→ Task prompt:
An exact transcription of the lines below, from the first through the one containing "Sorry missed this. Shall take a look.", is the only output wanted.

→ Input data:
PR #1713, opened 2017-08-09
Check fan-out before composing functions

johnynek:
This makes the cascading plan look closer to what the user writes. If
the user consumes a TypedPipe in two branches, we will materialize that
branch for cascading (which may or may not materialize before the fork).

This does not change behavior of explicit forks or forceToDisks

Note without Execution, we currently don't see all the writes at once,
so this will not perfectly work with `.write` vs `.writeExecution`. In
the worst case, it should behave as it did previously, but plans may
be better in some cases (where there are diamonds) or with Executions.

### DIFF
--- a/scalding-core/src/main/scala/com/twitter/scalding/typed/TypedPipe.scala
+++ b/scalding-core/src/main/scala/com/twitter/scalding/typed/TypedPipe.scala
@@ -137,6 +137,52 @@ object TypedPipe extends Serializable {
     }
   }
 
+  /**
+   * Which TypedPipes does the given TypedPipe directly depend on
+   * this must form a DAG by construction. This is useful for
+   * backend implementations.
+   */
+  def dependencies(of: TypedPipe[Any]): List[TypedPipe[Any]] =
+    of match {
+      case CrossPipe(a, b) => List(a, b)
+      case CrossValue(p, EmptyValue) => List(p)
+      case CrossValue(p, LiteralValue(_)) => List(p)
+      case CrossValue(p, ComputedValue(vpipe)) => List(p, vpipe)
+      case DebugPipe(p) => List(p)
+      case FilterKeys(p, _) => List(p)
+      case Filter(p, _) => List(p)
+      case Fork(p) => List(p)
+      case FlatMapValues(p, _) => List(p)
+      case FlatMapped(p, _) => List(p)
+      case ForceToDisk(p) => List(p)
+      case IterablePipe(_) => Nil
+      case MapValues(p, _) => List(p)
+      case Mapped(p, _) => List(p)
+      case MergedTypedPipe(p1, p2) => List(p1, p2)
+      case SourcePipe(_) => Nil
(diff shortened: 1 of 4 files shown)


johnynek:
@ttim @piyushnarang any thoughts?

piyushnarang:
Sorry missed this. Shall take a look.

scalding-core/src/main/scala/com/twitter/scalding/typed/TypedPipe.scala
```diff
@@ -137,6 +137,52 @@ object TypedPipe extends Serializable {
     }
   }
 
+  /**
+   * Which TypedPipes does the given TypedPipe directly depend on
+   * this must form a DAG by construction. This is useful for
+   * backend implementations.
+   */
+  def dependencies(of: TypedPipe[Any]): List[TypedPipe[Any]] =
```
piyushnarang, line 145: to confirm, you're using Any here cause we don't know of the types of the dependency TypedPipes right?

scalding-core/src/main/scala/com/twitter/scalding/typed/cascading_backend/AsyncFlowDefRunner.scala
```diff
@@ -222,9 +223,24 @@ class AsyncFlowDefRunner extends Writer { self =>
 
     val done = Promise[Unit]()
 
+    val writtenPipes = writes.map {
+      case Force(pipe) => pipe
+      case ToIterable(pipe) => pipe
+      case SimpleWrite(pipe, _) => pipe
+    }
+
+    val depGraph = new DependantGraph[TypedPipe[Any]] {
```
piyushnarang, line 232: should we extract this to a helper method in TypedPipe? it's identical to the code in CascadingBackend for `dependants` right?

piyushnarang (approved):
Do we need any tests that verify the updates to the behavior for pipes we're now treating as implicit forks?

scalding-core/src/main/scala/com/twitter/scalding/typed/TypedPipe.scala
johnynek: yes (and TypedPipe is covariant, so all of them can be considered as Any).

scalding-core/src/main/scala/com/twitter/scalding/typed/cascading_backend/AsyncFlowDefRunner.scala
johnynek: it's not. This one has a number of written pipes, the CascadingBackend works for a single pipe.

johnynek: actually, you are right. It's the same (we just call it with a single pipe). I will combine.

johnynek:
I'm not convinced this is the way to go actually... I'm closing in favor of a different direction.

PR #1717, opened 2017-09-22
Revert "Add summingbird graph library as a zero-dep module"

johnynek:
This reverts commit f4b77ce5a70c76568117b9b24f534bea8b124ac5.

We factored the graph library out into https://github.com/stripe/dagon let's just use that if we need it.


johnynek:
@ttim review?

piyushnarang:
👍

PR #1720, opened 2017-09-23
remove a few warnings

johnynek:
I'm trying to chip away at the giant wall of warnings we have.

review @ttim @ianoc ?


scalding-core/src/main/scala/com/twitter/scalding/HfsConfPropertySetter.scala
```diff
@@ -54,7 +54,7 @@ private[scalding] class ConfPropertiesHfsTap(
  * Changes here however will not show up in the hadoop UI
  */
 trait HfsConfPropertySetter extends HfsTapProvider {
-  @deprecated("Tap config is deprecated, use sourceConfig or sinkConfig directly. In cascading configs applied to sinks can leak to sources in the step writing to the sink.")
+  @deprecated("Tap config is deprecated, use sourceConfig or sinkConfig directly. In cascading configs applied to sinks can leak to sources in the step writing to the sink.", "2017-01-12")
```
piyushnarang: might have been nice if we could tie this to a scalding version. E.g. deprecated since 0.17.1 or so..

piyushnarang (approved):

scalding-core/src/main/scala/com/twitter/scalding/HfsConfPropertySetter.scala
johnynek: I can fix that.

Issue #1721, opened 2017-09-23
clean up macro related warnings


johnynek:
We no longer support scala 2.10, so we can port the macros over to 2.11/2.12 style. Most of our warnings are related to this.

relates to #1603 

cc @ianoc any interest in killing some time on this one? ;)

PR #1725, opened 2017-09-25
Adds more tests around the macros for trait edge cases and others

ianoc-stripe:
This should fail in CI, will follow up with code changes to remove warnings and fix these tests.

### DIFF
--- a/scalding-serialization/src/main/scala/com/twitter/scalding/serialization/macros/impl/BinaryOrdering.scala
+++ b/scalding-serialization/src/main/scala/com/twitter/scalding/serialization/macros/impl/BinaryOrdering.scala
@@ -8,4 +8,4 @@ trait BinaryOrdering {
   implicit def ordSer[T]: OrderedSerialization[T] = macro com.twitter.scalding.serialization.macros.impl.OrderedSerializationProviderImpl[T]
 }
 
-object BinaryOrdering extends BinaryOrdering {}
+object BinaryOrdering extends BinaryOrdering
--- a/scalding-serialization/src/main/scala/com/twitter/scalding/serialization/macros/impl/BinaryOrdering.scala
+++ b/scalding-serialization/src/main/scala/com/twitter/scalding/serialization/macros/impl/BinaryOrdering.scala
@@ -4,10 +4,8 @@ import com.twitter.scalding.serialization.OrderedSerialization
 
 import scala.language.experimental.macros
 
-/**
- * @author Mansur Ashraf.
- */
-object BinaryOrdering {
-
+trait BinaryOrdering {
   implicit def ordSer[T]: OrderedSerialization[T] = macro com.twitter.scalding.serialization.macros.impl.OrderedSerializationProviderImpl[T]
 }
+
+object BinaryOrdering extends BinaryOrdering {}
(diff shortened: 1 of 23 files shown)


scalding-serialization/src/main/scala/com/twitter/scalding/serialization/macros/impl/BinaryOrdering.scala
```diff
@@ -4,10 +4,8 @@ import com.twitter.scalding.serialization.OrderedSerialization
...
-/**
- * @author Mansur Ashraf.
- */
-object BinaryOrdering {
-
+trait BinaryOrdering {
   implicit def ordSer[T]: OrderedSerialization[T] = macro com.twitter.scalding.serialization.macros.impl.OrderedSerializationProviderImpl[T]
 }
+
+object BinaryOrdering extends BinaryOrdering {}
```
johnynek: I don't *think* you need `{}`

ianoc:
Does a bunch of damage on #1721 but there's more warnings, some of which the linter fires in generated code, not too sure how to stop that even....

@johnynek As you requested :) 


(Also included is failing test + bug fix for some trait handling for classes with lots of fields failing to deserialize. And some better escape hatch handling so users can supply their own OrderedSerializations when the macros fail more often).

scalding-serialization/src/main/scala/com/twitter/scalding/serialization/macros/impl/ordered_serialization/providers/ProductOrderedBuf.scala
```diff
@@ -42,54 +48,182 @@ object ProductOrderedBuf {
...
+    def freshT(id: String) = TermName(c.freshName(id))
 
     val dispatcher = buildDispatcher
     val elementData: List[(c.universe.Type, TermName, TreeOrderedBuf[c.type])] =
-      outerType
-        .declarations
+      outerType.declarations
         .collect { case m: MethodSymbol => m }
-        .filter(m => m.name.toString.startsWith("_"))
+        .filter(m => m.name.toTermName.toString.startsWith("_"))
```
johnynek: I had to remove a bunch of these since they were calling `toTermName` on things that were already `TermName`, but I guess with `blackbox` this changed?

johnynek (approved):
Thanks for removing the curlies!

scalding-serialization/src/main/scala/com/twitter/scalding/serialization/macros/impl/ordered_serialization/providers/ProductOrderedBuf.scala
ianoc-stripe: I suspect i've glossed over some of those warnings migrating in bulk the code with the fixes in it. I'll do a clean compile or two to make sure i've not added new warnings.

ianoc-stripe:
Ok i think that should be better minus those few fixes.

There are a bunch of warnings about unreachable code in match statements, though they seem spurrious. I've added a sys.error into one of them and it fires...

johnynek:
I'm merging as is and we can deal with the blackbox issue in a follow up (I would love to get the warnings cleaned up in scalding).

→ Solved exercise:
PR #1713, opened 2017-08-09
Check fan-out before composing functions

johnynek:
This makes the cascading plan look closer to what the user writes. If
the user consumes a TypedPipe in two branches, we will materialize that
branch for cascading (which may or may not materialize before the fork).

This does not change behavior of explicit forks or forceToDisks

Note without Execution, we currently don't see all the writes at once,
so this will not perfectly work with `.write` vs `.writeExecution`. In
the worst case, it should behave as it did previously, but plans may
be better in some cases (where there are diamonds) or with Executions.

### DIFF
--- a/scalding-core/src/main/scala/com/twitter/scalding/typed/TypedPipe.scala
+++ b/scalding-core/src/main/scala/com/twitter/scalding/typed/TypedPipe.scala
@@ -137,6 +137,52 @@ object TypedPipe extends Serializable {
     }
   }
 
+  /**
+   * Which TypedPipes does the given TypedPipe directly depend on
+   * this must form a DAG by construction. This is useful for
+   * backend implementations.
+   */
+  def dependencies(of: TypedPipe[Any]): List[TypedPipe[Any]] =
+    of match {
+      case CrossPipe(a, b) => List(a, b)
+      case CrossValue(p, EmptyValue) => List(p)
+      case CrossValue(p, LiteralValue(_)) => List(p)
+      case CrossValue(p, ComputedValue(vpipe)) => List(p, vpipe)
+      case DebugPipe(p) => List(p)
+      case FilterKeys(p, _) => List(p)
+      case Filter(p, _) => List(p)
+      case Fork(p) => List(p)
+      case FlatMapValues(p, _) => List(p)
+      case FlatMapped(p, _) => List(p)
+      case ForceToDisk(p) => List(p)
+      case IterablePipe(_) => Nil
+      case MapValues(p, _) => List(p)
+      case Mapped(p, _) => List(p)
+      case MergedTypedPipe(p1, p2) => List(p1, p2)
+      case SourcePipe(_) => Nil
(diff shortened: 1 of 4 files shown)


johnynek:
@ttim @piyushnarang any thoughts?

piyushnarang:
Sorry missed this. Shall take a look.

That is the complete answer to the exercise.